### Task material
>>>>>

PR #523, opened 2024-05-02
NETOBSERV-1621: fix error messages

jpinsonneau:
## Description

This PR fixes multiple cases:
- when user is not authorized, error coming from `getConfig` was ignored
- added suggestions for `Lokistack` / `Manual` auth configurations
- when loki query is failing, `/ready` endpoint error is now displayed in console to avoid confusion
- when network issue is the root cause, it suggest to check connectivity

Also refactored the code to prepare for Prometheus datasource and added a `denyAll` checker for debugging

## Dependencies

n/a

## Checklist


jotak:
on this particular point:

> when user is not authorized, error coming from getConfig was ignored

Isn't it on purpose? Or perhaps just accidental, but it seems logical that non-authorized users should not be able to get insights in the config

jotak:
We will need to backport that

jpinsonneau:
> on this particular point:
> 
> > when user is not authorized, error coming from getConfig was ignored
> 
> Isn't it on purpose? Or perhaps just accidental, but it seems logical that non-authorized users should not be able to get insights in the config

The frontend was not showing any error here which means it uses default config and run flow / metrics queries before getting the not authorized error.
When the user is not loggued in, first call to API must return an error (ie `/api/frontend-config` here).

jpinsonneau:
Rebased but started to have issues with testing :thinking: 

I have added a fix to bypass the error when `getLokiReady` is not defined but I don't know why this happens now:
https://github.com/netobserv/network-observability-console-plugin/pull/523/commits/e9cbb12819024877f8e1b11533784e8197aebd9c

jotak:
@memodi @jpinsonneau do you understand the cypress errors? Is that something requiring a change on the cypress test side?
I believe we want to have this fix in the release, don't we?

jpinsonneau:
> @memodi @jpinsonneau do you understand the cypress errors? Is that something requiring a change on the cypress test side? I believe we want to have this fix in the release, don't we?

I seems to be related to prometheus enabled in the FlowCollector but not provided in the test cluster:
```
time="2024-06-03T07:14:27Z" level=error msg="Error in QueryMatrix" error="error from Prometheus query: Post \"http://prometheus:9090/api/v1/query_range\": dial tcp: lookup prometheus on 172.30.0.10:53: no such host" module=prometheus
```

jotak:
tests pass \o/
/lgtm

memodi:
thanks the test passes now, however a small issue UI issue now is - the Traffic flows is now greyed out even with Loki is enabled, it displays the correct error message though.

image

jpinsonneau:
Rebased without changes

jpinsonneau:
> thanks the test passes now, however a small issue UI issue now is - the Traffic flows is now greyed out even with Loki is enabled, it displays the correct error message though.
> 
> image

@memodi this tab is enabled only when Loki datasource is available. By default, none are available until the config is loaded for the configmap through the backend API.

If your user doesn't have the proper rights to load the content, the tab will be greyed out as we can't load the config either. Is that an issue for you ?

memodi:
> @memodi this tab is enabled only when Loki datasource is available. By default, none are available until the config is loaded from the configmap through the backend API.
> 
> If your user doesn't have the proper rights to load the content, the tab will be greyed out as we can't load the config either. Is that an issue for you ?

@jpinsonneau in that case the information message is misleading, because in my case loki was enabled and it asks for loki to be enabled for Traffic flows tab.  I was hoping to Traffic flows will be consistently enabled like Topology and Overview tabs and this hasn't been issue until 1.5 release.

jpinsonneau:
I can enable all datasources by default in that case so the view will be enabled until we check for config when the user has the proper rights

memodi:
/label qe-approved
(based on testing for 1.6 backport)

PR #550, opened 2024-06-25
NETOBSERV-1720: fix issues with topology scopes

jotak:
Fixes also [NETOBSERV-1721](https://issues.redhat.com//browse/NETOBSERV-1721) and [NETOBSERV-1722](https://issues.redhat.com//browse/NETOBSERV-1722)

- new func getStepIntoNext that provides the next scope for 'stepInto' and cares about the allowed scopes
- fix call to toggleDirElementFilter on stepInto (it was *removing* the filter instead of adding it), and prevent adding duplicate filters
- Do not link groups invalidation to scope via useEffect, as it results in doing 2 queries (first with the invalid group, then without). Make them more strictly tied instead.

Also, this PR changes the stepInto workflow when coming from nodes, it jumps directly to pods. Two reasons for that:
- this seems more logical to see pods rather than namespaces when "stepping into a node". Namespaces and Nodes are orthogonal, whereas Pods are contained in Nodes.
- more pragmatically, this also is a better workflow in lokiless, since having scope=namespace + filtering on a node generates an error.

The new stepInto workflow is:

```
                         
 CLUSTER                 
    │                    
    ▼                    
  ZONE                   
    │                    
    ▼                    
  NODE         NAMESPACE 
    │              │     
    │              ▼     
    │            OWNER   
    │              │     
    └──────┬───────┘     
           │             
           ▼             
        RESOURCE         
                         
```

## Dependencies

n/a

## Checklist

  * [x] If so, fill in "Release Note Text" in the JIRA.

### DIFF
--- a/web/src/components/netflow-traffic.tsx
+++ b/web/src/components/netflow-traffic.tsx
@@ -242,7 +242,7 @@ export const NetflowTraffic: React.FC<NetflowTrafficProps> = ({ forcedFilters, i
   const [lastTop, setLastTop] = useLocalStorage<number>(localStorageLastTopKey, topValues[0]);
   const [range, setRange] = React.useState<number | TimeRange>(getRangeFromURL());
   const [histogramRange, setHistogramRange] = React.useState<TimeRange>();
-  const [metricScope, setMetricScope] = useLocalStorage<FlowScope>(localStorageMetricScopeKey, 'namespace');
+  const [metricScope, _setMetricScope] = useLocalStorage<FlowScope>(localStorageMetricScopeKey, 'namespace');
   const [topologyMetricFunction, setTopologyMetricFunction] = useLocalStorage<StatFunction>(
     localStorageMetricFunctionKey,
     defaultMetricFunction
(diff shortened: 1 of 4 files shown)


OlivierCazade (approved):
LGTM

web/src/components/netflow-traffic.tsx
```diff
@@ -245,7 +245,7 @@ export const NetflowTraffic: React.FC<NetflowTrafficProps> = ({ forcedFilters, i
   const [lastTop, setLastTop] = useLocalStorage<number>(LOCAL_STORAGE_LAST_TOP_KEY, TOP_VALUES[0]);
   const [range, setRange] = React.useState<number | TimeRange>(getRangeFromURL());
   const [histogramRange, setHistogramRange] = React.useState<TimeRange>();
-  const [metricScope, setMetricScope] = useLocalStorage<FlowScope>(LOCAL_STORAGE_METRIC_SCOPE_KEY, 'namespace');
+  const [metricScope, _setMetricScope] = useLocalStorage<FlowScope>(LOCAL_STORAGE_METRIC_SCOPE_KEY, 'namespace');
```
jpinsonneau, line 248: We have existing cases like this:
- updateTopologyMetricType
- updateTableFilters

I think we should decide which approach to use and I can adopt it in [NETOBSERV-268](https://issues.redhat.com/browse/NETOBSERV-268)

jpinsonneau (approved):

web/src/components/netflow-traffic.tsx
jotak: Do you mean only for the naming, or something else? I can rename `setMetricScope` / `updateMetricScope`

memodi:
@jotak - couple of findings:
For NETOBSERV-1720, I don't see "step into" button on graph node when Scope=Node:

image


And I still see bug NETOBSERV-1722

image

jotak:
@memodi these two are expected:
1. It's what I mentioned in the PR description, now "stepping into" a Node goes to Pods, which isn't available without Loki, that's why I don't see the icon, it's on purpose. Previously, when stepping into a Node, it would bring you to namespaces, and you would see the error that you report on 2

2. There's no fix for that, it's what the error says: you need to use Loki to get that query, because you can't mix node and namespace labels with prom metrics. The fix for [NETOBSERV-1722](https://issues.redhat.com//browse/NETOBSERV-1722) is different: it was sometimes showing this error even though the query should work with prom metrics. cf the reproducing steps in the ticket, they are different.

I also created this enhancement to improve UX on unsupported queries: https://issues.redhat.com//browse/NETOBSERV-1719

jotak:
(rebased)

memodi:
got it, thanks, @jotak 

/label qe-approved

PR #571, opened 2024-07-30
NETOBSERV-1689 Allow multi-tenant Prometheus queries

jpinsonneau:
## Description

- manage prom `devUrl`
- grab metrics containing `namespace` only
- skip default quick filters since not relevant for developers

image
image
image

To try this PR, you can create a user and assign it to a namespace:
```
oc create user test
oc adm policy add-role-to-user edit test -n openshift-console
```

Then impersonate the user from the console to access developer perspective.

## Dependencies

<<<<<

For each line of the entries that holds the word "workflow", pull that line out.

Also, this PR changes the stepInto workflow when coming from nodes, it jumps directly to pods. Two reasons for that:
- more pragmatically, this also is a better workflow in lokiless, since having scope=namespace + filtering on a node generates an error.
The new stepInto workflow is:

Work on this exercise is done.